Uche Cecil Izuora
Energy policy analysts have warned of an extended period of severe energy flow disruptions as the world is running out of oil.
They expressed concern of likelihood of a crude shortage on a global scale which is becoming increasingly realistic with each day that the Strait of Hormuz remains almost completely blocked. Analysts are no longer modeling for a swift end to the war between the United States, Israel, and Iran.
Kpler, reported earlier this month the cumulative loss of oil supply in the Middle East since February 28 had hit 782 million barrels as of May 8 and was on track to expand to 1 billion barrels by the end of the month. In daily output terms, the picture looks no better.
Saudi Arabia is losing over 3 million barrels daily, Iraq is producing 2.88 million barrels daily less, and Iran is at 1.69 million barrels daily lower output, while Kuwait has suffered a decline of 1.75 million barrels daily.
With so much production offline, the most sensible thing to do is tap reserves. Estimated at record highs, the world’s oil stocks were cited as a big reason for predictions of a severe glut that could exceed demand by almost 4 million barrels daily, according to the International Energy Agency (IEA). But that was before the war began.
Now, the IEA is warning that demand for oil will exceed supply this year.
In its latest monthly report, the IEA said it expected global oil supply to fall by some 3.9 million barrels daily over the current year which is a lot less than what the actual current supply loss is from the Middle East.
The IEA estimates that loss at 10.5 million barrels daily. Yet while supply falls by 3.9 million barrels daily which may turn out to be an optimistic scenario—demand would only fall by 420,000 barrels daily, according to the international authority on energy.
“You can only decrease consumption so much, and when inventories run out, they are going to run out,” Ellen Wald, senior fellow at the Atlantic Council’s Global Energy Center, told the Wall Street Journal this week. “At some point the market is going to collide and prices are going to shoot up.”
This echoes the warning that Aramco’s chief executive issued earlier in the month, saying global onshore inventories of fuels were depleting at record speed. These inventories are “the only buffer that is available today”, Amin Nasser said, as quoted by the Financial Times, but they are “materially depleted”.
JP Morgan’s commodity analysts also joined the chorus of warnings, saying that by next month, commercial oil inventories in, per the FT, the developed world could “approach operational stress levels”, meaning supply loss could become a lot less manageable than it is now.
“Our conclusion is that one way or another the strait reopens in June,” JP Morgan’s Natasha Kaneva said, as an end to the war would be the only way the world avoids the shortage scenario.

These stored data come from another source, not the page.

PR #953, opened 2022-01-31
Validate project info before updating info

J535D165:
This PR proposes to validate the schema of the project file before updating the file. This should avoid potential issues for users and confusion for developers about the (undocumented) schema. @terrymyc what do you think?

I got inspired by the discussions in #928 and #952.

PR #1011, opened 2022-03-24
Refactor status handling in ASReview backend

J535D165:

PR #1014, opened 2022-03-26
Add jsonschema validator for project file

J535D165:
Replaces #953


J535D165:
This PR waits for #1011. The front-end test will probably work then.

PR #272, opened 2024-06-12
Support users embedding fql snippets in objects and arrays

ptpaterson:
Ticket(s): [FE-3501](https://faunadb.atlassian.net/browse/FE-3501)

## Problem
`Query` instances (i.e. results from the `fql` function) cannot be encoded when embedded in objects or arrays.

The `QueryValue` type is incorrectly used for types over the wire.

## Solution
The database now accepts a query interpolation fragments for `array` and `object`, where the existing `fql` fragment can now be nested under the `array` and `object` fragments. Add new `encodeInterpolation` method to encode with the new fragments.

Query `arguments` do not use interpolation, so they still need the `@object` tag. Encoding arguments still uses the existing `encode` method.

Update types to better distinguish between
- Arguments to be encoded
  - allow `Query` within objects and arrays
  - `QueryValue` should remain a valid `QueryArgument` to ensure round-trip-ability
- Encoded values sent over the wire
  - Updated fragment types and remove `QueryValue` from fragments
- Decoded values
  - Specify `QueryValue` type only where we decode values from Fauna.

## Result
Queries can be encoded in QueryInterpolations.

Queries can be embedded within JS arrays and objects.

Type changes are corrections to the internal implementation. No user-facing changes were made to types (except `QueryArgument`)

## Out of scope
n/a

## Testing
Updated existing tests and added new ones for embedding queries in arrays and objects.

----

[FE-3501]: https://faunadb.atlassian.net/browse/FE-3501?atlOrigin=eyJpIjoiNWRkNTljNzYxNjVmNDY3MDlhMDU5Y2ZhYzA5YTRkZjUiLCJwIjoiZ2l0aHViLWNvbS1KU1cifQ

### DIFF
--- a/src/query-builder.ts
+++ b/src/query-builder.ts
@@ -75,19 +75,16 @@ export class Query {
   }
 
   /**
-   * Converts this Query to a {@link QueryRequest} you can send
+   * Converts this Query to an {@link FQLFragment} you can send
    * to Fauna.
-   * @param options - optional {@link QueryOptions} to include
-   *   in the request (and thus override the defaults in your {@link ClientConfiguration}.
-   *   If not passed in, no headers will be set as overrides.
-   * @returns a {@link QueryRequest}.
+   * @returns a {@link FQLFragment}.
    * @example
    * ```typescript
    *  const num = 8;
    *  const queryBuilder = fql`'foo'.length == ${num}`;
    *  const queryRequest = queryBuilder.toQuery();
    *  // produces:
-   *  { query: { fql: ["'foo'.length == ", { value: { "@int": "8" } }, ""] }}
+   *  { fql: ["'foo'.length == ", { value: { "@int": "8" } }, ""] }
    * ```
    */
   encode(): FQLFragment {
--- a/src/query-builder.ts
+++ b/src/query-builder.ts
@@ -8,16 +8,17 @@ import type {
 /**
  * A QueryArgumentObject is a plain javascript object where each property is a
  * valid QueryArgument.
- * These objects can be set as values in the {@link fql} function.
  */
 export type QueryArgumentObject = {
   [key: string]: QueryArgument;
 };
 
 /**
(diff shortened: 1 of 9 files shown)


src/query-builder.ts
```diff
@@ -1,18 +1,32 @@
...
+ * valid QueryArgument.
+ * These objects can be set as values in the {@link fql} function.
+ */
+export type QueryArgumentObject = {
+  [key: string]: QueryArgument;
+};
+
+/**
+ * A QueryArgument is a plain javascript object where each property is a
+ * valid QueryArgument.
```
pnwpedro, line 19: I don't think this comment is correct

pnwpedro (changes requested):
One small fix to a comment please. Looks good otherwise

src/tagged-type.ts
```diff
@@ -14,7 +14,26 @@ import {
...
+  TaggedDouble,
+  TaggedObject,
+  EncodedObject,
+  TaggedTime,
+  TaggedDate,
+  TaggedMod,
+  TaggedRef,
+  TaggedBytes,
+} from "./wire-protocol";
+import { Query, QueryArgument, QueryArgumentObject } from "./query-builder";
```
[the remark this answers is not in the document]
ptpaterson: I had some reorganization of types staged but I put everything back. I was worried about 
1. breaking import paths, and
2. complicating the diff for this PR.

On further consideration of no. 1, that doesn't actually matter because we bundle the driver and only expose the exports from src/index and that's it.

So I guess my point is: agreed! We should come back to this.

src/query-builder.ts
ptpaterson: Thanks for catching the copy-pasta! I've updated in [7bb285a](https://github.com/fauna/fauna-js/pull/272/commits/7bb285a318d9096ded589200a4e2ee7bab325e81). How's that?

pnwpedro (approved):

If that does not happen, “The next phase of this shock may look less like a traditional crude spike and more like a refining and end-user fuel crisis,” the bank’s head of global commodities strategy said, noting that only a “clear, credible announcement, ratified and confirmed by both sides” would calm markets.
Adding to the pessimism, Aramco’s Nasser pointed out in his recent comments that traders may be overestimating the availability of oil in storage. Not all of the barrels that are counted as being in storage are actually accessible, he said. In fact, only a fraction of it is accessible. “The rest is locked up in pipeline fill, minimum tank levels and other day-to-day operational constraints.” There are also limits to how much oil one can draw from storage on a daily basis. “In Europe and the US, the maximum you can pull out from there is 2mn barrels a day,” Aramco’s chief executive said.
According to Kpler, inventory drawdowns are moderate for now.
The firm estimated cumulative draws from onshore storage at 60 million barrels since late March, which leaves 3 billion barrels still in storage or whatever fraction of that volume is accessible.
Yet the longer the supply outage in the Middle East continues, the more barrels would need to be drawn from storage, while there is no supply to replenish them in a timely manner.
In other words, the storage cushion will get thinner if the war continues beyond this month.